DIGITAL PROJECT CONTRACTS REQUIRE A COORDINATOR TO MONITOR ALL ANGLES
A challenging project such as the digital transition undertaken by the National Library Service for the Blind and Physically Handicapped (NLS), Library of Congress, requires multiple levels of expertise in order to succeed. NLS has assembled top talent across technical specialties in addition to its own digital team. With the number of contractors involved in a project of this magnitude, NLS relies on its digital contracts coordinator, Alice Baker, to keep the lines of communication open.
"Building a digital talking-book system requires specific technical and engineering expertise. For that reason, we have contracted various experts in the field of accessible technology to assist in transitioning to a digital collection," says Frank Kurt Cylke, NLS director. "It's important that NLS work closely with contractors to ensure that projects proceed on schedule and meet goals."

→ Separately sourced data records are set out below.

PR #30, opened 2019-10-25
[WIP] Performance optimize Point protobuf message

tigrannajaryan:
Changes in Point message:

- Replace google.protobuf.Timestamp by int64 time in unix epoch nanoseconds.
- Replace oneof by a set of fields.

This is part 1 one of overall changes that yield about 2x performance improvement.

Benchmarking
============

Simple Go benchmark of *all* changes that I plan to propose demonstrates the following
improvement compared to OpenCensus Metrics encoding and decoding:

```
BenchmarkEncode/OpenCensus/Metrics-8    8	 660200437 ns/op	80432000 B/op	 1787000 allocs/op
BenchmarkEncode/OTLP/Metrics-8         19	 296717207 ns/op	49152000 B/op	    1000 allocs/op
BenchmarkDecode/OpenCensus/Metrics-8    5	1040309846 ns/op	458263993 B/op	11877000 allocs/op
BenchmarkDecode/OTLP/Metrics-8         12	 501670950 ns/op	346696049 B/op	 7124000 allocs/op
```

Encoding and decoding is about 2 times faster with new format. Memory usage is also
significantly smaller, number of allocations during decoding is roughly half of OpenCensus
which reflects the fact that many messages were eliminated and embedded inside others.

Benchmarks encode and decode 1000 batches of 2 metrics: in each batch 50 int64 Gauges with
5 time series and 50 Histograms of doubles with 1 time series and single bucket. Each time
series for both metrics contains 5 data points. Both metrics have 2 labels.

### DIFF
--- a/opentelemetry/proto/metrics/v1/metrics.proto
+++ b/opentelemetry/proto/metrics/v1/metrics.proto
@@ -122,32 +122,51 @@ message LabelValue {
   bool has_value = 2;
 }
 
-// A timestamped measurement.
+// Point is a timestamped measurement.
 message Point {
-  // Must be present for counter/cumulative metrics. The time when the
-  // cumulative value was reset to zero. The cumulative value is over the time
-  // interval (start_timestamp, timestamp]. If not specified, the backend can
-  // use the previous recorded value.
-  google.protobuf.Timestamp start_timestamp = 1;
+  // start_time_unixnano is the time when the cumulative value was reset to zero.
+  // Must be present for counter/cumulative metrics. The cumulative value is over the time
+  // interval (start_time_unixnano, timestamp_unixnano].
+  // Value is UNIX Epoch time in nanoseconds since 00:00:00 UTC on 1 January 1970.
+  int64 start_time_unixnano = 1;
 
-  // The moment when this point was recorded.
-  // If not specified, the timestamp will be decided by the backend.
-  google.protobuf.Timestamp timestamp = 2;
+  // timestamp_unixnano is the moment when this point was recorded.
+  // Value is UNIX Epoch time in nanoseconds since 00:00:00 UTC on 1 January 1970.
+  int64 timestamp_unixnano = 2;
 
-  // The actual point value.
-  oneof value {
-    // A 64-bit integer.
-    int64 int64_value = 3;
+  // start_time_unspecified must be set to true if start_time_unixnano value is unspecified.
+  // In that case the backend can use the previous recorded value for start_time_unixnano.
+  bool start_time_unspecified = 3;
 
-    // A 64-bit double-precision floating-point number.
-    double double_value = 4;
+  // timestamp_unspecified must be set to true if timestamp_unixnano value is unspecified.
+  // In that case timestamp_unixnano value will be decided by the backend.
+  bool timestamp_unspecified = 4;
 
-    // A histogram value.
-    HistogramValue histogram_value = 5;
+  // ValueType is the enumeration of possible types that Point's value can have.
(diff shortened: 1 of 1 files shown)


opentelemetry/proto/metrics/v1/metrics.proto
```diff
@@ -122,32 +122,51 @@ message LabelValue {
...
-    int64 int64_value = 3;
+  // timestamp_unixnano is the moment when this point was recorded.
+  // Value is UNIX Epoch time in nanoseconds since 00:00:00 UTC on 1 January 1970.
+  int64 timestamp_unixnano = 3;
 
-    // A 64-bit double-precision floating-point number.
-    double double_value = 4;
+  // timestamp_unspecified must be set to true if timestamp_unixnano value is unspecified.
+  // In that case timestamp_unixnano value will be decided by the backend.
+  bool timestamp_unspecified = 4;
```
bogdandrutu: What about we use 0 as default/unspecified and remove the bool?

tigrannajaryan: I am not a big fan of magic values and 0 is technically a valid timestamp although probably unrealistic in the context of timeseries.
Using a separate bool field doesn't add any bytesize in the encoded form when timestamp is present and is a very small increase for in-memory representation.

P.S. This reminded me that I should probably rearrange the fields to ensure they are better packed in memory in the struct based on their alignment requirements. I'll have a look at that.

tigrannajaryan: Yeah, that indeed makes a difference. Rearranging bools to be next to each other saves 8 bytes from unsafe.Sizeof(Point), from 96 to 88 bytes. This doesn't make any differrence on the total allocated memory during test, because of heap allocator granularity (the nearest class sizes are 80 and 96 bytes, so both get 96 bytes).
I think it is still worth it since if more fields are added in the future we will have room for growth for the current block size of 96.
So I am going to change the order of the fields to this:
```protobuf
  int64 start_time_unixnano = 1;
  int64 timestamp_unixnano = 2;
  bool start_time_unspecified = 3;
  bool timestamp_unspecified = 4;
```
This is slightly less natural but I think is fine and worth it.

bogdandrutu: I am still confused why 0 is not a good default/unspecified value. Sorry :(

tigrannajaryan: 0 nanoseconds from unix epoch start is technically a valid timestamp, it is exactly 00:00:00 UTC on 1 January 1970.

I agree, this is probably nonsense for a timeseries. No-one is going to send timestamps for year 1970 for an existing observability system.

I am almost ready to agree with you if you think that this is really not an issue. I like the fact that we can save space and remove the bool field.

Anyone else has any supporting arguments that make 0 a safe special value, which means timestamp is unknown?

tigrannajaryan:
Please do not merge this yet even if it gets approved. I am exploring an alternate representation for Point, which may be even better.

jmacd:
I'm willing to go with what you feel is best, regarding the 0 vs boolean question.

opentelemetry/proto/metrics/v1/metrics.proto
bogdandrutu: Let's go without the boolean for the moment. If we get feedback from others we can address this. Maybe just create an issue to track this discussion.

tigrannajaryan:
I am closing this one and will open a series of separate PRs with incremental improvements.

Battelle, a leading technology innovation firm, has been contracted to manage the design and development of the digital talking-book player and media. Battelle has subcontracted with HumanWare, innovators in digital talking-book technology, to support them in designing the DTB player's software as well as coordinating usability tests associated with the digital project. Battelle also turned to the University of Wisconsin's Trace Research and Development Center for their expertise in accessibility issues specific to physically handicapped people. The National Federation of the Blind is another subcontractor involved in user needs and product usability testing. Their expertise in the field of assistive-technology product development has proven very useful in the design process.
ManTech Advanced Systems International, another member of the NLS contractor team, has focused on the development of strategic plans related to distributing DTBs. The company conducted a distribution system study examining the best means of circulating digital talking books. The study concluded that a hybrid system of mass production and duplication on demand would work best gradually implemented.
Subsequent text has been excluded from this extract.